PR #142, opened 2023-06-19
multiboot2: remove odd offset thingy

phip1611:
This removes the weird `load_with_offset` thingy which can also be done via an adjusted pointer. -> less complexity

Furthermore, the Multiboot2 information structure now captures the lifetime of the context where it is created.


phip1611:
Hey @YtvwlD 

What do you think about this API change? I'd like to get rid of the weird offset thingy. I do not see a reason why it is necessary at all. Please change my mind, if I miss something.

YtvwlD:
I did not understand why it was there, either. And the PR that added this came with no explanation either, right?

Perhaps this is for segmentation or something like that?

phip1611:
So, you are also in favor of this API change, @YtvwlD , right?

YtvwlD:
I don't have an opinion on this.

☆ ☆ ☆ ☆ ☆

— About this exercise —
Whichever lines of the material hold the word "like", find and copy them.

— Task output —
What do you think about this API change? I'd like to get rid of the weird offset thingy. I do not see a reason why it is necessary at all. Please change my mind, if I miss something.
Perhaps this is for segmentation or something like that?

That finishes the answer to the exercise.